Безродные шпионы. Тайные стража у колыбели Израиля (Фридман) - страница 85


Неготовность Центра позволить Якубе орудовать в Ливане по-своему частично объясняется переломом в войне, развивавшейся уже не так, как в страшные первые дни года. Наступление арабских государств остановилось, натолкнувшись на яростное сопротивление евреев; сыграли свою роль соперничество между арабами и их неорганизованность. Изменились и настроения в арабских армиях. Сначала там уверенно заявляли, что вот-вот сбросят евреев в море, но теперь хвастовство поутихло. Гамлиэль разведывал преобладающие настроения на ливанско-израильской границе, где служили не только подразделения ливанской армии, но и добровольцы-мусульмане из Югославии:

Я слышал от сирийского солдата, рассказывавшего о наступлении на Малкию, о слабости ливанских и югославских сил и о стремительных атаках Хаганы. По его словам, Хагана всегда возникает внезапно, нарушая самый сладкий сон.

Теперь еврейские силы не просто удерживали позиции, а одерживали верх. Раньше еврейское государство представлялось чем-то туманным, неясным, колеблющимся, а теперь приобретало четкие очертания, превращалось в реальность.

Одним из первых шагов нового израильского руководства было решение избавиться от партизанских вооруженных формирований, действовавших до появления государства. Речь шла не только о правых группировках, несогласных с возобладавшей политической линией, но и о самом Пальмахе — сердце израильского вооруженного подполья, к которому всегда принадлежал Арабский отдел. Пальмах представлял собой левое крыло кибуцного движения; это были люди, для которых социализм и мировая революция были не пустыми словами; фотографии Сталина провисели на стенах в некоторых кибуцах до середины пятидесятых годов. Неприятие Пальмахом центральной власти приносило пользу, пока эта власть была британской, но теперь руководство стало еврейским и было еще слишком неустойчивым, чтобы подвергаться такой угрозе. Подразделения Пальмаха вели бои и летом, и даже осенью, но лидеры страны уже приступили к упразднению отдельных штабов ополчения, готовясь к расформированию Пальмаха как такового.

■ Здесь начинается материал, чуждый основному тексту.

PR #286, opened 2015-09-28
Loggly

tie-rack:
Simplify logging, while adding support for logging to Loggly via a linked Docker container.

* Remove complicated, unused file-based logging
* Remove unused winston-papertrail dependency
* Add winston-syslog dependency
* Configure and use syslog logging

Pivotal story: [102023084](https://www.pivotaltracker.com/story/show/102023084)


bwreid:
Looks Good To Me. :+1:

Эти изменения носили не только военный характер. Прежний Эрец-Исраэль с его эвкалиптами, скромными хижинами, широким выбором будущего и открытостью любым невероятным и безответственным идеям нужно было укротить, иначе не возникло бы нормальной страны. Новому государству предстояло стать шире былой мечты именно в силу его реальности. И одновременно у́же той мечты — в силу той же самой реальности. Уйти в прошлое приходилось многому, Пальмаху в том числе. Но его мирок был так могуч — своей незабываемой дружбой, своей «любовью, скрепленной кровью», как пелось в одной из его песен, — что многие бойцы так и не смогли с этим смириться. Проведя свой утлый жизненный плот среди опаснейших порогов и доплыв до спасательного корабля, они вдруг перестали чувствовать под собой этот плот. Их домом был Эрец-Исраэль; к государству же под этим именем они привыкнуть не смогли. Например, прославленный офицер Пальмаха Игаль Алон стал израильским генералом и видным политиком. В национальной памяти он остался славным героем. Но после его смерти товарищ по Пальмаху проводил его такими словами: «Игаль Алон умер без родины. Созданное им государство лишило его родины».